Я вышла к обеду. Говорили о чем-то постороннем, — очевидно, умышленно не подымая вопроса об известном предмете. Это у них называлось «не оказывать давления», а что я вся была проникнута этим вопросом, доказывали моя бледность и мое молчание. Но если бы они знали, что я думаю и о деле, их интересовавшем, и о них самих!

А я ждала вечера, ждала князя. Я еще не знала, что скажу ему, т. е. какие употреблю выражения, но я очень хорошо знала, что я чувствую. Я решила пристально смотреть ему в лицо, чтобы увидеть, с какими глазами он будет говорить мне свои речи. Спускались сумерки, зажгли свечи; из залы до моего слуха донесся звук фортепиано, — то были строгие и печальные аккорды прелюдии Шопена; они конечно подходили к настроению мамы (это она играла), тому скорбному настроению, которое должно быть у матери в сороковой день смерти дочери… Но меня эти звуки заставили дрожать. Неужели, думала я, на свете все до такой степени условно, что и скорбь о тяжелой утрате подчиняется выдуманным самими людьми срокам?

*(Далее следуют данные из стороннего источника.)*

PR #485, opened 2024-11-05
removed capacitor packages, and added a event listener for the video …

oslabbie:
…player, in order to trigger capacitor actions from plugins on the player

### DIFF
--- a/app/src/components/content/VideoPlayer.vue
+++ b/app/src/components/content/VideoPlayer.vue
@@ -8,8 +8,6 @@ import type { ContentDto } from "luminary-shared";
 import px from "./px.png";
 import LImage from "../images/LImage.vue";
 import { getMediaProgress, removeMediaProgress, setMediaProgress } from "@/globalConfig";
-import { StatusBar } from "@capacitor/status-bar";
-import { Capacitor } from "@capacitor/core";
 
 type Props = {
     content: ContentDto;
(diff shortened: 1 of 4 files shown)


app/src/components/content/VideoPlayer.vue
```diff
@@ -73,6 +64,10 @@ onMounted(() => {
 
     player = videojs(playerElement.value!, options);
 
+    // emit event with player on mount
```
ivanslabbert, line 67:
```suggestion
    // emit event with player on mount to notify subscribing plugins that the player has been created
```

app/src/components/content/VideoPlayer.vue
```diff
@@ -137,7 +129,9 @@ onUnmounted(() => {
     player?.off(["mousemove", "click"], autoHidePlayerControls);
     player?.off("play", playerPlayEventHandler);
     player?.off(["useractive", "userinactive"], playerUserActiveEventHandler);
-    player?.off("fullscreenchange", playerFullscreenEventHandler);
+    // emit event when player is Destroyed
```
ivanslabbert, line 132:
```suggestion
    // emit event to notify subscribing plugins that the player has been destroyed
```

ivanslabbert (approved):
Approved with two suggestions to change comments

Люди скорбели, и такой был у них вид, что, казалось, они никогда не утешатся. Но вот прошли обычные шесть недель, и скорбь, уже настолько смягчилась, что можно сесть за рояль. Но это только шесть недель, и потому надо выбрать печальную прелюдию Шопена; когда же кончится год, тогда можно будет перейти и к вальсам… И ведь я знала, что и папа, и мама, и бабуся сердечно любили Лиду и печаль их была искренна. Да, все в мире условно, до того условно, что иногда, когда об этом думаешь, страшно становится…

Пришел князь. Мы все сидели в гостиной и говорили о предстоящем весеннем сезоне… Мама высказала намерение провести лето в рязанском имении.

— Надеюсь, что вы нас навестите, князь? — спросила она.

— Если позволите, с наслаждением. Я надеюсь получить летний отпуск, — ответил князь с вежливым поклоном.

Бабуся зачем-то вышла в столовую. Папа вспомнил о каком-то деле в кабинете. Бабуся громко кликнула маму. Мы остались с князем одни. Он, по всей вероятности, не хотел терять благоприятное время и притом же был уверен, что это только формальность, так как мой утвердительный ответ был ему гарантирован папой, а также его наружностью и хорошими связями в Петербурге. Поэтому он начал прямо, без предисловий.

— Клавдия Антоновна! Я пользуюсь этим случаем, чтобы высказать вам то, что уже давно лежит у меня на сердце… Я буду говорить откровенно, в полной уверенности, что вы меня поймете как следует. Когда я впервые вошел в ваш дом, на меня произвели известное впечатление вы и Лидия Антоновна. Я должен сказать, что сильное и глубокое впечатление произвели на меня именно вы, но я видел, что и ваша сестра обладает большими достоинствами. Я близко сошелся с вашим семейством, сердечно полюбил его и ко мне здесь отнеслись благосклонно. Тут у меня зародилась мысль, что для меня было бы большой честью связать себя более тесными узами с вашим семейством, узами родства. Естественным движением моего сердца было бы дать волю своему чувству к вам, но я не мог не принять во внимание, что Лидия Антоновна — старшая дочь в семье и притом обладает такими достоинствами, которые внушают глубочайшее уважение. И я, не задумываясь, взял себя в руки, поборол и заглушил в своем сердце чувство к вам и с полной искренностью сделал предложение Лидии Антоновне…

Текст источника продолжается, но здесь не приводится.